- [Work order]: Report all lines from the entries below in which "dependencies" appears.

Dataset entries
PR #267, opened 2024-10-18
Fix feature unification issues with gpu-socket feature

dorindabassey:
### Summary of the PR

make `set_gpu_socket` method a default implementation and remove conditional compilation because cargo feature unification already defeats the purpose of the `gpu-socket` feature flag.

Fixes #265 

### Requirements

Before submitting your PR, please make sure you addressed the following
requirements:

- [x] All commits in this PR have Signed-Off-By trailers (with
  `git commit -s`), and the commit message has max 60 characters for the
  summary and max 75 characters for each description line.
- [x] All added/changed functionality has a corresponding unit/integration
  test.
- [x] All added/changed public-facing functionality has entries in the "Upcoming 
  Release" section of CHANGELOG.md (if no such section exists, please create one).
- [x] Any newly added `unsafe` code is properly documented.

PR #268, opened 2024-10-21
Add VHOST_USER_SHARED_OBJECT support

dorindabassey:
### Summary of the PR

This PR adds support for the VHOST_USER_GET_SHARED_OBJECT message as described in the QEMU [specification](https://qemu-project.gitlab.io/qemu/interop/vhost-user.html) 
When the VHOST_USER_GET_SHARED_OBJECT is triggered from a vhost device, this message is expected to return a fd with reference to the resources specified by the uuid. This message can be used if a vhost device export resources (SHARED_OBJECT_ADD), and the UUID for that resource is found in the exporters cache.  This message allows forwarding of the fd to another vhost device in form of SHARED_OBJECT_LOOKUP message which imports the resources.

### Requirements

requirements:

  test.

### DIFF
--- a/vhost-user-backend/Cargo.toml
+++ b/vhost-user-backend/Cargo.toml
@@ -24,6 +24,7 @@ vmm-sys-util = { workspace = true }
 
 [dev-dependencies]
 nix = { version = "0.29", features = ["fs"] }
+uuid = { version = "1.8.0", features=["v4"] }
 vhost = { path = "../vhost", version = "0.13.0", features = ["test-utils", "vhost-user-frontend", "vhost-user-backend"] }
 vm-memory = { workspace = true, features = ["backend-mmap", "backend-atomic"] }
 tempfile = "3.2.0"
--- a/vhost-user-backend/src/backend.rs
+++ b/vhost-user-backend/src/backend.rs
@@ -25,6 +25,7 @@ use std::sync::{Arc, Mutex, RwLock};
 
 use vhost::vhost_user::message::{
     VhostTransferStateDirection, VhostTransferStatePhase, VhostUserProtocolFeatures,
+    VhostUserSharedMsg,
 };
 use vhost::vhost_user::Backend;
 use vm_memory::bitmap::Bitmap;
@@ -91,6 +92,20 @@ pub trait VhostUserBackend: Send + Sync {
     /// A default implementation is provided as we cannot expect all backends to implement this
     /// function.
     fn set_backend_req_fd(&self, _backend: Backend) {}
+
+    /// This method retrieves a file descriptor for a shared object, identified by a unique UUID,
+    /// which can be used by the front-end for DMA. If the shared object is found, it must return
+    /// a File that the frontend can use. If the shared object does not exist the function returns
+    /// `None` (indicating no file descriptor is available).
+    ///
+    /// This function returns a `Result`, returning an error if the backend does not implement this
+    /// function.
+    fn get_shared_object(&self, _uuid: VhostUserSharedMsg) -> Result<File> {
+        Err(std::io::Error::new(
+            std::io::ErrorKind::Unsupported,
+            "back end does not support get shared object",
+        ))
+    }
 
     /// Set handler for communicating with the frontend by the gpu specific backend communication
     /// channel.
@@ -220,6 +235,20 @@ pub trait VhostUserBackendMut: Send + Sync {
     /// function.
     fn set_backend_req_fd(&mut self, _backend: Backend) {}
 
+    /// This method retrieves a file descriptor for a shared object, identified by a unique UUID,
+    /// which can be used by the front-end for DMA. If the shared object is found, it must return
+    /// a File that the frontend can use. If the shared object does not exist the function returns
+    /// `None` (indicating no file descriptor is available).
+    ///
+    /// This function returns a `Result`, returning an error if the backend does not implement this
+    /// function.
+    fn get_shared_object(&mut self, _uuid: VhostUserSharedMsg) -> Result<File> {
+        Err(std::io::Error::new(
+            std::io::ErrorKind::Unsupported,
+            "back end does not support get shared object",
+        ))
+    }
+
     /// Set handler for communicating with the frontend by the gpu specific backend communication
     /// channel.
     ///
@@ -341,6 +370,10 @@ impl<T: VhostUserBackend> VhostUserBackend for Arc<T> {
         self.deref().set_backend_req_fd(backend)
     }
 
+    fn get_shared_object(&self, uuid: VhostUserSharedMsg) -> Result<File> {
+        self.deref().get_shared_object(uuid)
+    }
+
     fn set_gpu_socket(&self, gpu_backend: GpuBackend) -> Result<()> {
         self.deref().set_gpu_socket(gpu_backend)
     }
@@ -424,6 +457,10 @@ impl<T: VhostUserBackendMut> VhostUserBackend for Mutex<T> {
 
     fn set_backend_req_fd(&self, backend: Backend) {
         self.lock().unwrap().set_backend_req_fd(backend)
+    }
+
+    fn get_shared_object(&self, uuid: VhostUserSharedMsg) -> Result<File> {
+        self.lock().unwrap().get_shared_object(uuid)
     }
 
     fn set_gpu_socket(&self, gpu_backend: GpuBackend) -> Result<()> {
@@ -512,6 +549,10 @@ impl<T: VhostUserBackendMut> VhostUserBackend for RwLock<T> {
 
     fn set_backend_req_fd(&self, backend: Backend) {
         self.write().unwrap().set_backend_req_fd(backend)
+    }
+
+    fn get_shared_object(&self, uuid: VhostUserSharedMsg) -> Result<File> {
+        self.write().unwrap().get_shared_object(uuid)
     }
 
     fn set_gpu_socket(&self, gpu_backend: GpuBackend) -> Result<()> {
--- a/vhost-user-backend/src/backend.rs
+++ b/vhost-user-backend/src/backend.rs
@@ -601,6 +601,7 @@ pub mod tests {
     use crate::VringRwLock;
     use libc::EFD_NONBLOCK;
     use std::sync::Mutex;
+    use uuid::Uuid;
     use vm_memory::{GuestAddress, GuestMemoryAtomic, GuestMemoryMmap};
 
     pub struct MockVhostBackend {
@@ -685,6 +686,11 @@ pub mod tests {
 
         fn set_backend_req_fd(&mut self, _backend: Backend) {}
 
+        fn get_shared_object(&mut self, _uuid: VhostUserSharedMsg) -> Result<File> {
+            let file = tempfile::tempfile().unwrap();
+            Ok(file)
+        }
+
         fn queues_per_thread(&self) -> Vec<u64> {
             vec![1, 1]
         }
@@ -735,6 +741,11 @@ pub mod tests {
 
         let _ = backend.exit_event(0).unwrap();
 
+        let uuid = VhostUserSharedMsg {
+            uuid: Uuid::new_v4(),
+        };
+        backend.get_shared_object(uuid).unwrap();
+
         let mem = GuestMemoryAtomic::new(
             GuestMemoryMmap::<()>::from_ranges(&[(GuestAddress(0x100000), 0x10000)]).unwrap(),
         );
@@ -774,6 +785,11 @@ pub mod tests {
             GuestMemoryMmap::<()>::from_ranges(&[(GuestAddress(0x100000), 0x10000)]).unwrap(),
         );
         backend.update_memory(mem.clone()).unwrap();
+
+        let uuid = VhostUserSharedMsg {
+            uuid: Uuid::new_v4(),
+        };
+        backend.get_shared_object(uuid).unwrap();
 
         let vring = VringRwLock::new(mem, 0x1000).unwrap();
         backend
--- a/vhost-user-backend/src/handler.rs
+++ b/vhost-user-backend/src/handler.rs
@@ -18,8 +18,9 @@ use crate::bitmap::{BitmapReplace, MemRegionBitmap, MmapLogReg};
 use userfaultfd::{Uffd, UffdBuilder};
 use vhost::vhost_user::message::{
     VhostTransferStateDirection, VhostTransferStatePhase, VhostUserConfigFlags, VhostUserLog,
-    VhostUserMemoryRegion, VhostUserProtocolFeatures, VhostUserSingleMemoryRegion,
-    VhostUserVirtioFeatures, VhostUserVringAddrFlags, VhostUserVringState,
+    VhostUserMemoryRegion, VhostUserProtocolFeatures, VhostUserSharedMsg,
+    VhostUserSingleMemoryRegion, VhostUserVirtioFeatures, VhostUserVringAddrFlags,
+    VhostUserVringState,
 };
 use vhost::vhost_user::GpuBackend;
 use vhost::vhost_user::{
@@ -572,6 +573,16 @@ where
         self.backend
             .set_gpu_socket(gpu_backend)
             .map_err(VhostUserError::ReqHandlerError)
+    }
+
+    fn get_shared_object(&mut self, uuid: VhostUserSharedMsg) -> VhostUserResult<File> {
+        match self.backend.get_shared_object(uuid) {
+            Ok(shared_file) => Ok(shared_file),
+            Err(e) => Err(VhostUserError::ReqHandlerError(io::Error::new(
+                io::ErrorKind::Other,
+                e,
+            ))),
+        }
     }
 
     fn get_inflight_fd(
--- a/vhost/src/vhost_user/backend_req_handler.rs
+++ b/vhost/src/vhost_user/backend_req_handler.rs
@@ -68,6 +68,7 @@ pub trait VhostUserBackendReqHandler {
     fn set_config(&self, offset: u32, buf: &[u8], flags: VhostUserConfigFlags) -> Result<()>;
     fn set_backend_req_fd(&self, _backend: Backend) {}
     fn set_gpu_socket(&self, _gpu_backend: GpuBackend) -> Result<()>;
+    fn get_shared_object(&self, uuid: VhostUserSharedMsg) -> Result<File>;
     fn get_inflight_fd(&self, inflight: &VhostUserInflight) -> Result<(VhostUserInflight, File)>;
     fn set_inflight_fd(&self, inflight: &VhostUserInflight, file: File) -> Result<()>;
     fn get_max_mem_slots(&self) -> Result<u64>;
@@ -129,6 +130,7 @@ pub trait VhostUserBackendReqHandlerMut {
     fn set_config(&mut self, offset: u32, buf: &[u8], flags: VhostUserConfigFlags) -> Result<()>;
     fn set_backend_req_fd(&mut self, _backend: Backend) {}
     fn set_gpu_socket(&mut self, _gpu_backend: GpuBackend) -> Result<()>;
+    fn get_shared_object(&mut self, uuid: VhostUserSharedMsg) -> Result<File>;
     fn get_inflight_fd(
         &mut self,
         inflight: &VhostUserInflight,
@@ -246,6 +248,10 @@ impl<T: VhostUserBackendReqHandlerMut> VhostUserBackendReqHandler for Mutex<T> {
 
     fn set_gpu_socket(&self, gpu_backend: GpuBackend) -> Result<()> {
         self.lock().unwrap().set_gpu_socket(gpu_backend)
+    }
+
+    fn get_shared_object(&self, uuid: VhostUserSharedMsg) -> Result<File> {
+        self.lock().unwrap().get_shared_object(uuid)
     }
 
     fn get_inflight_fd(&self, inflight: &VhostUserInflight) -> Result<(VhostUserInflight, File)> {
@@ -562,6 +568,26 @@ impl<S: VhostUserBackendReqHandler> BackendReqHandler<S> {
                 self.check_request_size(&hdr, size, hdr.get_size() as usize)?;
                 let res = self.set_backend_req_fd(files);
                 self.send_ack_message(&hdr, res)?;
+            }
+            Ok(FrontendReq::GET_SHARED_OBJECT) => {
+                self.check_proto_feature(VhostUserProtocolFeatures::SHARED_OBJECT)?;
+                self.check_request_size(&hdr, size, hdr.get_size() as usize)?;
+                let msg = self.extract_request_body::<VhostUserSharedMsg>(&hdr, size, &buf)?;
+
+                let reply_hdr = self.new_reply_header::<VhostUserEmpty>(&hdr, 0)?;
+                match self.backend.get_shared_object(msg) {
+                    Ok(file) => {
+                        self.main_sock.send_message(
+                            &reply_hdr,
+                            &VhostUserEmpty,
+                            Some(&[file.as_raw_fd()]),
+                        )?;
+                    }
+                    Err(_) => {
+                        self.main_sock
+                            .send_message(&reply_hdr, &VhostUserEmpty, None)?;
+                    }
+                }
             }
             Ok(FrontendReq::GET_INFLIGHT_FD) => {
                 self.check_proto_feature(VhostUserProtocolFeatures::INFLIGHT_SHMFD)?;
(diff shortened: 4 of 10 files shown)


vhost-user-backend/src/backend.rs
```diff
@@ -87,6 +89,15 @@ pub trait VhostUserBackend: Send + Sync {
     /// function.
     fn set_backend_req_fd(&self, _backend: Backend) {}
 
+    /// This function gets an owned file descriptor that the front-end can use otherwise
+    /// no file descriptor.
+    ///
+    /// A default implementation is provided as we cannot expect all backends to implement this
+    /// function.
+    fn get_shared_object(&self, _uuid: VhostUserSharedMsg) -> Result<Option<OwnedFd>> {
+        Ok(None)
```
aesteve-rh, line 98: It is nice to have a default implementation, but I wonder why this differs from the `VhostUserBackendMut` counterpart implementation. IMO this could also fail with `Unsupported` error.

dorindabassey: yes, this was an oversight. thanks for pointing it out.

vhost/src/vhost_user/backend_req_handler.rs
```diff
@@ -555,6 +561,24 @@ impl<S: VhostUserBackendReqHandler> BackendReqHandler<S> {
...
+
+                match res {
+                    Ok(file) => {
+                        let hdr = self.new_reply_header::<VhostUserSharedMsg>(&hdr, 0)?;
+                        self.main_sock
+                            .send_message(&hdr, &msg, Some(&[file.as_raw_fd()]))?
+                    }
+                    Err(_) => {
+                        let msg = VhostUserSharedMsg::default();
+                        self.main_sock.send_message(&hdr, &msg, None)?;
```
stefano-garzarella, line 578: Why are we re-using the `hdr` of the request?
BTW also in this case I'm not sure if it's a good idea using `VhostUserSharedMsg`, so maybe just call   `self.send_ack_message(&hdr, res)?;` or send an empty message without any fd should be fine, the spec are not really clear.

coverage_config_x86_64.json
```diff
@@ -1,5 +1,5 @@
 {
-  "coverage_score": 78.40,
+  "coverage_score": 77.80,
```
stefano-garzarella, line 2: Please mention the drop in the commit description or try to add more tests.

vhost/src/vhost_user/dummy_backend.rs
```diff
@@ -262,6 +263,17 @@ impl VhostUserBackendReqHandlerMut for DummyBackendReqHandler {
     #[cfg(feature = "gpu-socket")]
     fn set_gpu_socket(&mut self, _gpu_backend: GpuBackend) {}
 
+    fn get_shared_object(&mut self, _uuid: VhostUserSharedMsg) -> Result<OwnedFd> {
+        let file = tempfile::tempfile().unwrap();
+
+        // SAFETY: We are calling `OwnedFd::from_raw_fd` to take ownership of the raw file descriptor.
+        // This is safe in this context because:
+        // 1. The file descriptor returned by `into_raw_fd()` is valid and open.
```
stefano-garzarella, line 271: But are we sure it remains open after the end of this block?

For example in `get_inflight_fd()` we stored it in `self.inflight_file`, so IMO we should do something similar, otherwise the file will be closed and the `fd` will be invalid just after the call of `get_shared_object`.

vhost/src/vhost_user/backend_req_handler.rs
dorindabassey: yes, sending an empty message is fine, also I will remove the `hdr` and `msg` of `VhostUserSharedMsg`.  Thanks :) 

> the spec are not really clear.

+1

vhost/src/vhost_user/dummy_backend.rs
stefano-garzarella: right, I missed the `into_raw_fd()` call. In that case, it consumes it, so the OwnedFd will take the ownership!

vhost/src/vhost_user/backend_req_handler.rs
aesteve-rh: Frontend implementation basically only checks for request type and the fd for the replies, so backends can do anything as long as they leave the ancillary fds empty. 

I think empty message is fine.

On the other hand, I think this is the first time someone looked into an actual implementation of the backend side to support this message type. If you think it would be more useful to define the return type otherwise, we could propose a change to the spec.

stefano-garzarella: IIUC most commands return a `u64` with some kind of return value, zero on success or non-zero on failure. There is also the `VHOST_USER_PROTOCOL_F_REPLY_ACK` section talking about that. So maybe we should follow that, but IMHO that should be more clear in the spec in general, not for this specific command.

vhost-user-backend/src/backend.rs
```diff
@@ -87,6 +89,18 @@ pub trait VhostUserBackend: Send + Sync {
     /// function.
     fn set_backend_req_fd(&self, _backend: Backend) {}
 
+    /// This function gets an owned file descriptor that the front-end can use otherwise
+    /// no file descriptor.
+    ///
+    /// A default implementation is provided as we cannot expect all backends to implement this
```
stefano-garzarella, line 95: I'd update this comment like we did for PR #267, to make clear that backends need to implement it if the feature is supported, otherwise we just return an error.

vhost-user-backend/src/backend.rs
```diff
@@ -87,6 +89,18 @@ pub trait VhostUserBackend: Send + Sync {
     /// function.
     fn set_backend_req_fd(&self, _backend: Backend) {}
 
+    /// This function gets an owned file descriptor that the front-end can use otherwise
```
stefano-garzarella, line 92: `the front-end can use otherwise no file descritptor`, What would you like to say here? It sounds like a cut sentence.

vhost-user-backend/src/backend.rs
```diff
@@ -205,6 +219,18 @@ pub trait VhostUserBackendMut: Send + Sync {
     /// function.
     fn set_backend_req_fd(&mut self, _backend: Backend) {}
 
+    /// This function gets an owned file descriptor that the front-end can use otherwise
+    /// no file descriptor.
+    ///
+    /// A default implementation is provided as we cannot expect all backends to implement this
+    /// function.
```
stefano-garzarella, line 226: Ditto for both (see previous comments)

vhost-user-backend/Cargo.toml
```diff
@@ -17,6 +17,7 @@ gpu-socket = ["vhost/gpu-socket"]
 libc = "0.2.39"
 log = "0.4.17"
 userfaultfd = { version = "0.8.1", optional = true }
+uuid = { version = "1.8.0", features=["v4", "fast-rng", "macro-diagnostics"] }
```
stefano-garzarella, line 20: Can you explain why we need these 3 features enabled in the commit description?

stefano-garzarella: IIUC this is used just for testing, so it should go in `dev-dependencies` section if it's the case.

stefano-garzarella (changes requested):

vhost/src/vhost_user/backend_req_handler.rs
stefano-garzarella: The issue with `hdr` is still there. Can you define a `reply_hdr` just before the match, to be sure that you're not reusing the incoming `hdr` ?

vhost/src/vhost_user/dummy_backend.rs
```diff
@@ -262,6 +263,17 @@ impl VhostUserBackendReqHandlerMut for DummyBackendReqHandler {
...
+        // 2. We ensure that `OwnedFd` will properly close the file descriptor when it is dropped.
+        let owned_fd = unsafe { OwnedFd::from_raw_fd(file.into_raw_fd()) };
+        Ok(owned_fd)
```
stefano-garzarella, line 274: Sorry, but this code is still obscure to me, do you have an implementation where this is tested?

My main question is: Why do we return an OwnedFd?
IMO we should do it like for inflight_fd, because I expect a backend to open a file, and then keep it open. When a frontend ask for it, then clone the file or fd and pass it to the caller of `get_shared_object()`, but it should not give ownership to the caller, but just a clone, because otherwise the caller closes it just after sending the message to the frontend, or did I miss something?

vhost/src/vhost_user/backend_req_handler.rs
```diff
@@ -555,6 +561,26 @@ impl<S: VhostUserBackendReqHandler> BackendReqHandler<S> {
...
+                    Ok(file) => {
+                        let hdr = self.new_reply_header::<VhostUserEmpty>(&hdr, 0)?;
+                        self.main_sock.send_message(
+                            &hdr,
+                            &VhostUserEmpty,
+                            Some(&[file.as_raw_fd()]),
+                        )?;
+                    }
+                    Err(_) => {
+                        self.main_sock.send_message(&hdr, &VhostUserEmpty, None)?;
```
stefano-garzarella, line 580: `hdr` here is still the old one.

vhost/src/vhost_user/dummy_backend.rs
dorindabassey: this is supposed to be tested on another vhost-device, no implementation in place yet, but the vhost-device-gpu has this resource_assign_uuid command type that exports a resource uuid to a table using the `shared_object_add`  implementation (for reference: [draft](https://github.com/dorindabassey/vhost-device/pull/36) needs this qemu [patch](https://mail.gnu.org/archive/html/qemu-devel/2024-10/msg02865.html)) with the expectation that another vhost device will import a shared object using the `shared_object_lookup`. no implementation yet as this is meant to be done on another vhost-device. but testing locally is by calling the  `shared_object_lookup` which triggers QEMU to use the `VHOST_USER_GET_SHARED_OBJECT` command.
PR #271, opened 2024-10-25
vhost v0.12.1 and vhost-user-backend v0.16.1 release

stefano-garzarella:
### Summary of the PR

Remove the gpu-socket feature just introduced, since it doesn't work well with cargo feature unification.

### Requirements

requirements:

  test.

### DIFF
--- a/vhost-user-backend/CHANGELOG.md
+++ b/vhost-user-backend/CHANGELOG.md
@@ -8,6 +8,10 @@
 ### Deprecated
 
 ### Fixed
+
+## v0.16.1
+
+### Fixed
 - [[#267](https://github.com/rust-vmm/vhost/pull/267)] Fix feature unification issues with gpu-socket feature.
 
 ## v0.16.0
--- a/vhost-user-backend/Cargo.toml
+++ b/vhost-user-backend/Cargo.toml
@@ -16,7 +16,7 @@ postcopy = ["vhost/postcopy", "userfaultfd"]
 libc = "0.2.39"
 log = "0.4.17"
 userfaultfd = { version = "0.8.1", optional = true }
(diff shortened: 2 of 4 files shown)


stefano-garzarella:
After these releases, I'm undecided whether to yank the previous two. I don't expect any backend is using gpu_socket, so I'm not sure if it's necessary or not.

Opinions?

TimePrinciple:
> After these releases, I'm undecided whether to yank the previous two. I don't expect any backend is using gpu_socket, so I'm not sure if it's necessary or not.
> 
> Opinions?

IMHO if that's a serious problem, we should yank it to let downstream notice that change and fix it accordingly. I'm not an expert on that so I can only say it's up to you to decide how serious it is :)

stefano-garzarella:
> > After these releases, I'm undecided whether to yank the previous two. I don't expect any backend is using gpu_socket, so I'm not sure if it's necessary or not.
> > Opinions?
> 
> IMHO if that's a serious problem, we should yank it to let downstream notice that change and fix it accordingly. I'm not an expert on that so I can only say it's up to you to decide how serious it is :)

Yeah, and maybe also to avoid future backends using those versions. I thought it can affect just gpu backends, but we saw in vhost-device that the feature unification affects other, so yep, I'll yank it.

Ablu:
LGTM! But we should also document in the changelog why we yanked versions IMHO. But that can happen separately of course.

Ablu (approved):

rbradford (approved):

stefano-garzarella:
> LGTM! But we should also document in the changelog why we yanked versions IMHO. But that can happen separately of course.

Yep, good point. I'll open another PR with that changes and I'll yank them only after that PR will be merged!

PR #273, opened 2024-10-25
Yank vhost v0.12.0 and vhost-user-backend v0.16.0

stefano-garzarella:
### Summary of the PR

These versions got yanked because the `gpu_socket` feature introduced
in this release was causing problems (see [#265](https://github.com/rust-vmm/vhost/issues/265)).
Starting with the next versions, the `gpu_socket` feature was removed.

### Requirements

Before submitting your PR, please make sure you addressed the following
requirements:

- [x] All commits in this PR have Signed-Off-By trailers (with
  `git commit -s`), and the commit message has max 60 characters for the
  summary and max 75 characters for each description line.
- [x] All added/changed functionality has a corresponding unit/integration
  test.
- [x] All added/changed public-facing functionality has entries in the "Upcoming 
  Release" section of CHANGELOG.md (if no such section exists, please create one).
- [x] Any newly added `unsafe` code is properly documented.

PR #274, opened 2024-10-25
CHANGELOGs: uniform and fix some inconsistencies

stefano-garzarella:
### Summary of the PR

Every time I do a release I notice this difference between
changelogs in this workspace, so let's try to uniform them by using
the form used in vhost-user-backend: without square brackets in the
title of the release and the `v` as prefix (v0.0.0).

Also fixed some difference in how we link PRs, let's follow the
most used way: [[#000]](url)

### Requirements

requirements:

  test.

### DIFF
--- a/vhost-user-backend/CHANGELOG.md
+++ b/vhost-user-backend/CHANGELOG.md
@@ -20,7 +20,7 @@
 ## v0.16.1
 
 ### Fixed
-- [[#267](https://github.com/rust-vmm/vhost/pull/267)] Fix feature unification issues with gpu-socket feature.
+- [[#267]](https://github.com/rust-vmm/vhost/pull/267) Fix feature unification issues with gpu-socket feature.
 
 ## v0.16.0 - yanked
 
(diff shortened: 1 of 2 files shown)


stefano-garzarella:
I based this on top of #273 so we don't need to fix the conflicts. So marking as draft till we have it merged.

TimePrinciple:
Maybe we could use mdformat that kind of thing to take care of formatting on CHANGELOG.md, then people won't easily break consistency 🤔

- [Problem solution]:
 [dev-dependencies]
stefano-garzarella: IIUC this is used just for testing, so it should go in `dev-dependencies` section if it's the case.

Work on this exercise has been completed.